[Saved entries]
= Beginning of Section =

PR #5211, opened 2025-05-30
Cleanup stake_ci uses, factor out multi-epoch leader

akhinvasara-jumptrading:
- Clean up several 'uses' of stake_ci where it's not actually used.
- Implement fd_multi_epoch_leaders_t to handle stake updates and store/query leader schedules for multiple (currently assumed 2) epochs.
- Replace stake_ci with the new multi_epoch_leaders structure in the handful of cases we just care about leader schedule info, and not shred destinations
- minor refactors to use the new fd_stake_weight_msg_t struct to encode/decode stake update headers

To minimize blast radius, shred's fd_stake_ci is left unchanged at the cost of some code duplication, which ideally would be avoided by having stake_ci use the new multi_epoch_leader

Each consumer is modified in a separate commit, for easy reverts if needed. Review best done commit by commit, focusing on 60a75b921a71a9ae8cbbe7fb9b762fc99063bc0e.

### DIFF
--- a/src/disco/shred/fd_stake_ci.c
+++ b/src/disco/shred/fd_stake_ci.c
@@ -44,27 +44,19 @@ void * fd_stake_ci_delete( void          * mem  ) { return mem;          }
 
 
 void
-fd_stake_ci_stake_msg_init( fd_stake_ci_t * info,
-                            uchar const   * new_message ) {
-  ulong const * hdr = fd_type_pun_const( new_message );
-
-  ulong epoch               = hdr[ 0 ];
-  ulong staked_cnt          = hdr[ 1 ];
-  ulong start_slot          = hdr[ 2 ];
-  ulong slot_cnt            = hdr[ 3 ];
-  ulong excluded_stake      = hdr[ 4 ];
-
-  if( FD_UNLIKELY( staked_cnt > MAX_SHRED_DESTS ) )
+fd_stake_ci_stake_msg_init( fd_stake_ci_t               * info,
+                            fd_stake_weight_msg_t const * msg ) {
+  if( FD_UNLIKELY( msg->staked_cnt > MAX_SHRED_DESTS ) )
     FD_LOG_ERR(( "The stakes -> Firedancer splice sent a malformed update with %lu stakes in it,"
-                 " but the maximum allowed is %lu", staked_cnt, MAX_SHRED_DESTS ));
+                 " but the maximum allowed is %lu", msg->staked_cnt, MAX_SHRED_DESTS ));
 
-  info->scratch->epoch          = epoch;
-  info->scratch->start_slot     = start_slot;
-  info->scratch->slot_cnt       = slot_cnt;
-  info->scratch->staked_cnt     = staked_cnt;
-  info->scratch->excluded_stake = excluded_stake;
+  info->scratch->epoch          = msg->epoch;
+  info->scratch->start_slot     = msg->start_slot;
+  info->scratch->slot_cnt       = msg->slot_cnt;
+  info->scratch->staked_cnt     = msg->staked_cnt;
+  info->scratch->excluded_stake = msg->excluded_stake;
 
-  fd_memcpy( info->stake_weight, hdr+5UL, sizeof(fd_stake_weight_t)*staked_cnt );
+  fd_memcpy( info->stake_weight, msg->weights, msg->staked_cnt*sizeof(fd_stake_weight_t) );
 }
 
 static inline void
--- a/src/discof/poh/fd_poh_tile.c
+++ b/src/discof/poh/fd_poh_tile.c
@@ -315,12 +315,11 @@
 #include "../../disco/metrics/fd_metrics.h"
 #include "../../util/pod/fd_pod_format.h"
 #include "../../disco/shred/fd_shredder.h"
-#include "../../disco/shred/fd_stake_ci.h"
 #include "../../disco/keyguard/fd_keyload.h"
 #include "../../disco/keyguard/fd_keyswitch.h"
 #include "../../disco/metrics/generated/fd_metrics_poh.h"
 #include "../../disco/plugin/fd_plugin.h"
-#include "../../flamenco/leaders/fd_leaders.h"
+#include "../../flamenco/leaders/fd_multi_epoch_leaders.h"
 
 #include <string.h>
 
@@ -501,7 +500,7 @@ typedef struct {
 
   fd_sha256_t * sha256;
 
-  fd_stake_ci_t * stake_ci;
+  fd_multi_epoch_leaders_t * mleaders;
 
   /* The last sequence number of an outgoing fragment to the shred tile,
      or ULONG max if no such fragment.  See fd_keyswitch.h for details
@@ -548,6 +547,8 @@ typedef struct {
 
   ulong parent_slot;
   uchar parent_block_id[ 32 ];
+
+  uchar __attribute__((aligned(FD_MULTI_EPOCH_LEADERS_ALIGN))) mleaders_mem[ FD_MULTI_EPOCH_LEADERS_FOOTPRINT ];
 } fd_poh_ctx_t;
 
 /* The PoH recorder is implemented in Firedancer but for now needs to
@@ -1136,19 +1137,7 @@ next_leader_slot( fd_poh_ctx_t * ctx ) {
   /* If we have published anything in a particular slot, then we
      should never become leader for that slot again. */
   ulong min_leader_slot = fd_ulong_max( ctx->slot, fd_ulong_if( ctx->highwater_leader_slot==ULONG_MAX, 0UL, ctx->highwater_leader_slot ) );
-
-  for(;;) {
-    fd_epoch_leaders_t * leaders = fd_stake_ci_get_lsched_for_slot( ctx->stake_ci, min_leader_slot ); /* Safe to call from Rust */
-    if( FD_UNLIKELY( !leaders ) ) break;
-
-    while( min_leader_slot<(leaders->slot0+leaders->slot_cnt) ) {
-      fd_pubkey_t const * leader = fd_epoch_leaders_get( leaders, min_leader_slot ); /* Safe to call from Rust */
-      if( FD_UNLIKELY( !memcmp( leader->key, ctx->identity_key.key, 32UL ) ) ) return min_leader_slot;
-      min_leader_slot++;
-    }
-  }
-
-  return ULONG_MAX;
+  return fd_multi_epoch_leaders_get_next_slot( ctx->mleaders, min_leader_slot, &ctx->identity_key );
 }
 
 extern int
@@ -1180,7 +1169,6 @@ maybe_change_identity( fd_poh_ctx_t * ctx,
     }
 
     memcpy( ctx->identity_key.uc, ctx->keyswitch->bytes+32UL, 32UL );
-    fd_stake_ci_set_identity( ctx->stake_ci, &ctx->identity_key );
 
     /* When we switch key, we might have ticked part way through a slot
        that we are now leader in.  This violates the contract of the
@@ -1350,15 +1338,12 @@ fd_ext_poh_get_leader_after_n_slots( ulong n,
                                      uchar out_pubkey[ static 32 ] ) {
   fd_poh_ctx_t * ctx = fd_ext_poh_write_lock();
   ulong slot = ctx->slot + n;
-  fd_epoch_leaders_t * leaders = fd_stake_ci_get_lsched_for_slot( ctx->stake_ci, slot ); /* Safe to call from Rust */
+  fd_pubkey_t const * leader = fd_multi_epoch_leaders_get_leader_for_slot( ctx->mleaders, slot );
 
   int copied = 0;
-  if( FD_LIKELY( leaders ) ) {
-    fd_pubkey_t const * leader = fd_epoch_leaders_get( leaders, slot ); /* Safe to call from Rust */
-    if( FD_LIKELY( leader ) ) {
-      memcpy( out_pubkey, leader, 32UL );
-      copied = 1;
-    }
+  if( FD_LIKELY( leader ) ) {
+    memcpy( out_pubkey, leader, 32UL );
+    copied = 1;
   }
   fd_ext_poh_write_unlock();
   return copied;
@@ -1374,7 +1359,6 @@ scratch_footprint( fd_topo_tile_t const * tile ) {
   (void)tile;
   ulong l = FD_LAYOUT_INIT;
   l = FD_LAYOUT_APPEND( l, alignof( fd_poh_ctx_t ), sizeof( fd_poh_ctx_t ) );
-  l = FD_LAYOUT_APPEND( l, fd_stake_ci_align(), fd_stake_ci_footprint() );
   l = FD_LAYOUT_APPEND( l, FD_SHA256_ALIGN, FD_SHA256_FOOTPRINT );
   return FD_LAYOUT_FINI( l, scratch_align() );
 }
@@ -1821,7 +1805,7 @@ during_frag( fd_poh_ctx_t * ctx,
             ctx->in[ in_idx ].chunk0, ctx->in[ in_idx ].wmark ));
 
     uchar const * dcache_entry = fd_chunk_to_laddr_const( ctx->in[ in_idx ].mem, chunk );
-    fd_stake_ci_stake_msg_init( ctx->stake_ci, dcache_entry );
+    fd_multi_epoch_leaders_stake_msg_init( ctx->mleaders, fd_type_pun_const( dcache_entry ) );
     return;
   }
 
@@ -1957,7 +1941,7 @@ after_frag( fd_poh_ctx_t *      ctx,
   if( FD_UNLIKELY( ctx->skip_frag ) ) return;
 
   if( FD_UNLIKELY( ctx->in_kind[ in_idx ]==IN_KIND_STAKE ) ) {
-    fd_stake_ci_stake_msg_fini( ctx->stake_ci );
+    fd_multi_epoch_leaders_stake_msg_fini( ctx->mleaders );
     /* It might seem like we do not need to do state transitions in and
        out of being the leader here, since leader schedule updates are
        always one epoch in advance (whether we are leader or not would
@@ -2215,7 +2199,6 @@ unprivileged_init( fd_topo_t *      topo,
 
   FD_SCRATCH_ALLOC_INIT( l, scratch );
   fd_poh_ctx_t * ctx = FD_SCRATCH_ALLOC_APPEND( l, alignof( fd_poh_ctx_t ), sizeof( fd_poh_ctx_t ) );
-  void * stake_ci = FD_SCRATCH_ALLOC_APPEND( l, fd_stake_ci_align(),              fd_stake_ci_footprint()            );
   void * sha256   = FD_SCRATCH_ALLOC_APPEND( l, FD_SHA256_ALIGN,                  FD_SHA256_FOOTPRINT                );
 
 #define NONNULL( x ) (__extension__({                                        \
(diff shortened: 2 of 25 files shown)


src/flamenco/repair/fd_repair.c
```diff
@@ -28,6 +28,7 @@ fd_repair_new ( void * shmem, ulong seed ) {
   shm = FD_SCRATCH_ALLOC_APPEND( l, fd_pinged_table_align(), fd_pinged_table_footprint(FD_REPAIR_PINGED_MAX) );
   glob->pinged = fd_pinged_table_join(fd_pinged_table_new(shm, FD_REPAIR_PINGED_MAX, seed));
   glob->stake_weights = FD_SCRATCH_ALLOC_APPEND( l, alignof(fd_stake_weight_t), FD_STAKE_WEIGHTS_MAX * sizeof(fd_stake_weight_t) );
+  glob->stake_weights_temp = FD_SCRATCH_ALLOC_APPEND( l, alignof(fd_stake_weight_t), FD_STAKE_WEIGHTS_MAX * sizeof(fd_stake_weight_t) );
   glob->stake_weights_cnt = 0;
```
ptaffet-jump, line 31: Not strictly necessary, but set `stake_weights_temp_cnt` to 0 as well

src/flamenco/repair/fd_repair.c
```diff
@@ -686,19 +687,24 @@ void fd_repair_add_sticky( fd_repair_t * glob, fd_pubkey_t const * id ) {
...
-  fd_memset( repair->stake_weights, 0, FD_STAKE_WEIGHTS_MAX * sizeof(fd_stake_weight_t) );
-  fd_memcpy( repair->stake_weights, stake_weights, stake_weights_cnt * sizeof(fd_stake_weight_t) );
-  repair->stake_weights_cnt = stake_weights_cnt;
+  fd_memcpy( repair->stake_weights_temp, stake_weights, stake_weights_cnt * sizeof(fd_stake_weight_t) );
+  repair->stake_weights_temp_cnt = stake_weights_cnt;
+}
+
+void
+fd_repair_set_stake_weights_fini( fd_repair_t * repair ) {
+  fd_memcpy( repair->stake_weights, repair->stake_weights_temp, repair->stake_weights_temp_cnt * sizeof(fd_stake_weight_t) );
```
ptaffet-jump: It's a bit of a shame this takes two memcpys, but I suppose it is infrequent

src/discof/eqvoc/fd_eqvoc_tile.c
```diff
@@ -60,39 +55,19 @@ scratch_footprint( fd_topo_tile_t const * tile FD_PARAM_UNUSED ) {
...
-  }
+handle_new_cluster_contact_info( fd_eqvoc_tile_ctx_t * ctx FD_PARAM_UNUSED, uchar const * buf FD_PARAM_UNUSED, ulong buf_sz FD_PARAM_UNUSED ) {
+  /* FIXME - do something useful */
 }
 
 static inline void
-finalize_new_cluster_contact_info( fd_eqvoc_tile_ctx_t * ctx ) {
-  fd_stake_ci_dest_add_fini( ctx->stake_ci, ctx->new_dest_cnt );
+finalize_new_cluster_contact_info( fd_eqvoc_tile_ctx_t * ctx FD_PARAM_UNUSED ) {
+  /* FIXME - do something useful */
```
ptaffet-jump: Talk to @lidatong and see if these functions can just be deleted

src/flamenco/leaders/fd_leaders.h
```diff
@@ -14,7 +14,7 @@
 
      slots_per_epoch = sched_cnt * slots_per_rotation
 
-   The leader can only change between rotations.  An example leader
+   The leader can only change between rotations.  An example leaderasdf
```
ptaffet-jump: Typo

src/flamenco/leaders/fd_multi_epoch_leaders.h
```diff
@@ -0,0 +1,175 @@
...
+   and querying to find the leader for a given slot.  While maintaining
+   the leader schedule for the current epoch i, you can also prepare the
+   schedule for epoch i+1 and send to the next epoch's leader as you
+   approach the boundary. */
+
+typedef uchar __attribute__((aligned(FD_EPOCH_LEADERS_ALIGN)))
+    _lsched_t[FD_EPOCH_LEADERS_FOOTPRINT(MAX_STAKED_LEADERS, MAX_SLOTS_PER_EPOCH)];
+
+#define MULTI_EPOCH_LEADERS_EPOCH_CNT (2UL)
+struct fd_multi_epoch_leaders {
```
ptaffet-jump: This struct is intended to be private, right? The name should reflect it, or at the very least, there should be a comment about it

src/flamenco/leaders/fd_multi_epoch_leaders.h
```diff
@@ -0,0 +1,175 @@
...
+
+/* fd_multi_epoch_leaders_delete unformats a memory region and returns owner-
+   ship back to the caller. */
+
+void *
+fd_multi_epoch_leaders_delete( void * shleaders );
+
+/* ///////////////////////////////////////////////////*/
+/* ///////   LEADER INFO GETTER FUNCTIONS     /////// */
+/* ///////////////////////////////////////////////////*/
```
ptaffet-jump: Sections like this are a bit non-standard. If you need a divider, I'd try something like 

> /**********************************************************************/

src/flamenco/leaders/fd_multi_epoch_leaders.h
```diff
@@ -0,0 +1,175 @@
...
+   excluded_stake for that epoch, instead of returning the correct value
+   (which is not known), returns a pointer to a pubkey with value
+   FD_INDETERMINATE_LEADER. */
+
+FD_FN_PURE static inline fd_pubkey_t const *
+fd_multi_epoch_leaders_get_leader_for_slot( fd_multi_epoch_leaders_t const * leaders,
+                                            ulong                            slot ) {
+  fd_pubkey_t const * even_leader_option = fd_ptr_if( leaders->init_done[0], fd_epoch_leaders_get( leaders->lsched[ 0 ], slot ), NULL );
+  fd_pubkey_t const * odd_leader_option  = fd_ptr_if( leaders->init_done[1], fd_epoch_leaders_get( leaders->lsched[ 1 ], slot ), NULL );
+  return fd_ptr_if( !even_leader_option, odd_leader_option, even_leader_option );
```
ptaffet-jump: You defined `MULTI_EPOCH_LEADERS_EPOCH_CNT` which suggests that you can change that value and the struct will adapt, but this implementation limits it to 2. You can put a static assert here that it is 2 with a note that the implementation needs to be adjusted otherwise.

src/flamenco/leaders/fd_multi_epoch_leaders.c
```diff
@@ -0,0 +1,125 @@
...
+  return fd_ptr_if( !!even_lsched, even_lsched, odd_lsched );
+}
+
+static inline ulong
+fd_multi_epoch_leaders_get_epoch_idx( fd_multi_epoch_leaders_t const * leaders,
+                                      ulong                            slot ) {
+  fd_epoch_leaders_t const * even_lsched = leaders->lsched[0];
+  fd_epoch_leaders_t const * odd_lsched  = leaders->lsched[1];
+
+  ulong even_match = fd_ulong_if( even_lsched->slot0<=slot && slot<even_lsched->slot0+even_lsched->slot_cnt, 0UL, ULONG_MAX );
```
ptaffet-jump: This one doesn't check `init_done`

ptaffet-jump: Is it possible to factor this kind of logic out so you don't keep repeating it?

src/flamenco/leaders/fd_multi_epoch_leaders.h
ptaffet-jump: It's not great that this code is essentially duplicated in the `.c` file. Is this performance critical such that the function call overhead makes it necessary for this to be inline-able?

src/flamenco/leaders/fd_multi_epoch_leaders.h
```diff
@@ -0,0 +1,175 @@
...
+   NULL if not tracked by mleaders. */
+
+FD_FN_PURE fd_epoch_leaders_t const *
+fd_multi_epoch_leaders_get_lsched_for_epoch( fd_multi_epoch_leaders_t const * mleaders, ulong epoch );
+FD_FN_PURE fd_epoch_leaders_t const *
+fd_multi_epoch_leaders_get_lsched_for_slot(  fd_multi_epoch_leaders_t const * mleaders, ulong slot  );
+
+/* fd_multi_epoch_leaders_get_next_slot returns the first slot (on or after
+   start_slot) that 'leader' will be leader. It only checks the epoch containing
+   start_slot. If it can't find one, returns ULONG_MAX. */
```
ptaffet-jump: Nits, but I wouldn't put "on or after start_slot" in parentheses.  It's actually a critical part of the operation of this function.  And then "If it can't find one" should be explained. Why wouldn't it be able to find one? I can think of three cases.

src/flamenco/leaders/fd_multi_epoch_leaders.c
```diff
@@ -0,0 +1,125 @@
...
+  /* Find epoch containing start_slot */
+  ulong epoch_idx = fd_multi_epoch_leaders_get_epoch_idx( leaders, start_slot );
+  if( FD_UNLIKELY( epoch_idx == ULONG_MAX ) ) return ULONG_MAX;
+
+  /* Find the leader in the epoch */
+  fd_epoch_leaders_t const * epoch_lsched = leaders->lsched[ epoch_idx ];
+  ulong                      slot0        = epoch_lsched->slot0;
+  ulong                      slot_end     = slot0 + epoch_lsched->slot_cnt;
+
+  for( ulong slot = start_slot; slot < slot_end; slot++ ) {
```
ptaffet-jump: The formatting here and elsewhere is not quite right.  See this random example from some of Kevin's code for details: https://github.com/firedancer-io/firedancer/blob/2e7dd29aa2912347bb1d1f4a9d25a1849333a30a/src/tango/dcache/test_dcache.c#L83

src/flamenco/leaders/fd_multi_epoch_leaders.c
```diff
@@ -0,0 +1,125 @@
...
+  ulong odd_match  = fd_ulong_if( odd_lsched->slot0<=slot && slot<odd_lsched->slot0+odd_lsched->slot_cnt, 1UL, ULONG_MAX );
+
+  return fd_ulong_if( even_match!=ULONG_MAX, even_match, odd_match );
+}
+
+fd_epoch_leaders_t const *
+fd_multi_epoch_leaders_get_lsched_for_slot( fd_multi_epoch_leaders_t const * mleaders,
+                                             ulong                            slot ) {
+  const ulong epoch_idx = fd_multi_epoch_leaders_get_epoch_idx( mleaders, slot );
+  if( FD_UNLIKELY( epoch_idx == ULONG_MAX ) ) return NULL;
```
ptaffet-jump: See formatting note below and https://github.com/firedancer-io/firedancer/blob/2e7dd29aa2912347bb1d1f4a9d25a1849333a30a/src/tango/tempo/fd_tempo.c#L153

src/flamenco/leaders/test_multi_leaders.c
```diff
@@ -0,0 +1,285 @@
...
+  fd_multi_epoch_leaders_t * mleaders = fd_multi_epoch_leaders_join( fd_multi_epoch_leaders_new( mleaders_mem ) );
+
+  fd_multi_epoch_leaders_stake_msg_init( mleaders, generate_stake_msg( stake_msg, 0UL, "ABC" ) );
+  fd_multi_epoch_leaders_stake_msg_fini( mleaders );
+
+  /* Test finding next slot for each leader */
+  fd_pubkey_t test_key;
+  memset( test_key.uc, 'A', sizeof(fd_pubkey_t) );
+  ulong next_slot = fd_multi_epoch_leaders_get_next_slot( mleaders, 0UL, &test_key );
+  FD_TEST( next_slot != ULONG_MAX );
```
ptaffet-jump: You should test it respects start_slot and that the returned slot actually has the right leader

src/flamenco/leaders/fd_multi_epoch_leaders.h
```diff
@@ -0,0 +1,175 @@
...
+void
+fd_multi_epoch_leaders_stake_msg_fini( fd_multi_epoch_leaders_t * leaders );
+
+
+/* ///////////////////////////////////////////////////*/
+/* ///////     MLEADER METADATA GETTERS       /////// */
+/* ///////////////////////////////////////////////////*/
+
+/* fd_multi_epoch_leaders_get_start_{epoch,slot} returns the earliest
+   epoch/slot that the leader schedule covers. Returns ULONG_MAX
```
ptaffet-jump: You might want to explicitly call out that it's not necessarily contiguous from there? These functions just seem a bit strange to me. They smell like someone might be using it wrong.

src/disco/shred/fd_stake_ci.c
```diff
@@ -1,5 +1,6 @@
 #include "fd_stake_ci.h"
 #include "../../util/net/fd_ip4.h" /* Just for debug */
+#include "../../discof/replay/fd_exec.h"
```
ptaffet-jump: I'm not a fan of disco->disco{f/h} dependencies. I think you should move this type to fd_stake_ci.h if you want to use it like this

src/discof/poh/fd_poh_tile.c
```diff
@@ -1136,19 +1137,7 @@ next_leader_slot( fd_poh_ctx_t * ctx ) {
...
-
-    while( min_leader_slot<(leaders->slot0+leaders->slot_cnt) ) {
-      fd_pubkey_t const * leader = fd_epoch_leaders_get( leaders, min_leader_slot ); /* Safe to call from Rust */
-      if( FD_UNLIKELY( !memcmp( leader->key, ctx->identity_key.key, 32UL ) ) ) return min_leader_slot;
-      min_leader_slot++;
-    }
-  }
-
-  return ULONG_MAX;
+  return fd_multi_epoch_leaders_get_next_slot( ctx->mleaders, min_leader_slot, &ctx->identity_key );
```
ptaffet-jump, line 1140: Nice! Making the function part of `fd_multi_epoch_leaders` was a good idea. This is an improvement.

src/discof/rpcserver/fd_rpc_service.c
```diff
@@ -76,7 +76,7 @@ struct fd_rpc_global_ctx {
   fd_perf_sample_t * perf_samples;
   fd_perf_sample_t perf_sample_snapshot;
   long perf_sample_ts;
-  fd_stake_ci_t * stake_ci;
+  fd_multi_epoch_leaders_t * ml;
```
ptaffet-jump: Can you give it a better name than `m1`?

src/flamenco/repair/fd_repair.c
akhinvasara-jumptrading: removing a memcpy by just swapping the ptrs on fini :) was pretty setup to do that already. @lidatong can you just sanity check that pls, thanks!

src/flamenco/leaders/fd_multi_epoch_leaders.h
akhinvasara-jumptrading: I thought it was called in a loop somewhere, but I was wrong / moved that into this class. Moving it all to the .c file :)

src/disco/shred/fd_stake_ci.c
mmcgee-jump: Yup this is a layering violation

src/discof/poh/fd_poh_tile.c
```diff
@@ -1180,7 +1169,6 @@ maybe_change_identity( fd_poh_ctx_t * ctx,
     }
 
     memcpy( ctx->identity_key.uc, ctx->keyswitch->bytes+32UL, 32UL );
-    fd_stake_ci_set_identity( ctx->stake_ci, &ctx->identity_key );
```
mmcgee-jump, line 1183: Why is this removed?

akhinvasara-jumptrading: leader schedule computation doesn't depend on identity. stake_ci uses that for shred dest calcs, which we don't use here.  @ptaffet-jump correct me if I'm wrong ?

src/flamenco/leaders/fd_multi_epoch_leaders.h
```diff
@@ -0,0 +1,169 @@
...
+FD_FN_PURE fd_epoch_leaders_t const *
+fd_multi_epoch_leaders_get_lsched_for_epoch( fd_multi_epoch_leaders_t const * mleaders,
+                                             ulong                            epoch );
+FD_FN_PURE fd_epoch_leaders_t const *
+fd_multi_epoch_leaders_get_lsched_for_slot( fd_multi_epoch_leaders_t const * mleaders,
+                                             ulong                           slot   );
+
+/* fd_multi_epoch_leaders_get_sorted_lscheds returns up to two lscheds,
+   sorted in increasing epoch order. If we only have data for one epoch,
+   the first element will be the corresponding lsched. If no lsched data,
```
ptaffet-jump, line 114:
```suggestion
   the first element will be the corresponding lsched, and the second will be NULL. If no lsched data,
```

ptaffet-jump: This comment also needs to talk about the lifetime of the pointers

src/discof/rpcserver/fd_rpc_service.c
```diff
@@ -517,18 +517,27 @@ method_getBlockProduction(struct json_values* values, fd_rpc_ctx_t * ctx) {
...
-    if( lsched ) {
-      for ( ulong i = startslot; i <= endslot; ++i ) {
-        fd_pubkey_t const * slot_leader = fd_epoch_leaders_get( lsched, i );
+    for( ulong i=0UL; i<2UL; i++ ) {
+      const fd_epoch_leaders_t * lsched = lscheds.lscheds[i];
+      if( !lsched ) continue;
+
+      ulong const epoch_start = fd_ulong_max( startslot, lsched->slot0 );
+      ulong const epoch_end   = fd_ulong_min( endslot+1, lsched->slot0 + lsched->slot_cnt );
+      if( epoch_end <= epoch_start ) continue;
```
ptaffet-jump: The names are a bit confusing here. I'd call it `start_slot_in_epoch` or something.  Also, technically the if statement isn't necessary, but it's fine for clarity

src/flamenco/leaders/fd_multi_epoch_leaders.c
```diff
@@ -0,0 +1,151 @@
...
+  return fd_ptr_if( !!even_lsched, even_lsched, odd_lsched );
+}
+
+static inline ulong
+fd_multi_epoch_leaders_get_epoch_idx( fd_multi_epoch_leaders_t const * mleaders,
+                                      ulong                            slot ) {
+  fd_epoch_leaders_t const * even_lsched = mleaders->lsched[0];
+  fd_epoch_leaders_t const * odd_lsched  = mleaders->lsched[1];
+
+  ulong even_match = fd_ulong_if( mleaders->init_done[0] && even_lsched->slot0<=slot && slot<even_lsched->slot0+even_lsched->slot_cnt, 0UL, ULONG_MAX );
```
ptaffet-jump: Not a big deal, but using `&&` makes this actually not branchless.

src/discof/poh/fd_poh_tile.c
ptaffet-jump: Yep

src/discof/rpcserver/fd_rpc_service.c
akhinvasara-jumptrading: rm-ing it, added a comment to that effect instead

= End of Section =

▶ **YOUR ASSIGNMENT**
Above are the records; repeat exactly the lines from the one holding "transitions in and" down to the one holding "(diff shortened: 2 of 25 files shown)", end lines included.

▶ **PROBLEM SOLUTION**
     /* It might seem like we do not need to do state transitions in and
        out of being the leader here, since leader schedule updates are
        always one epoch in advance (whether we are leader or not would
@@ -2215,7 +2199,6 @@ unprivileged_init( fd_topo_t *      topo,
 
   FD_SCRATCH_ALLOC_INIT( l, scratch );
   fd_poh_ctx_t * ctx = FD_SCRATCH_ALLOC_APPEND( l, alignof( fd_poh_ctx_t ), sizeof( fd_poh_ctx_t ) );
-  void * stake_ci = FD_SCRATCH_ALLOC_APPEND( l, fd_stake_ci_align(),              fd_stake_ci_footprint()            );
   void * sha256   = FD_SCRATCH_ALLOC_APPEND( l, FD_SHA256_ALIGN,                  FD_SHA256_FOOTPRINT                );
 
 #define NONNULL( x ) (__extension__({                                        \
(diff shortened: 2 of 25 files shown)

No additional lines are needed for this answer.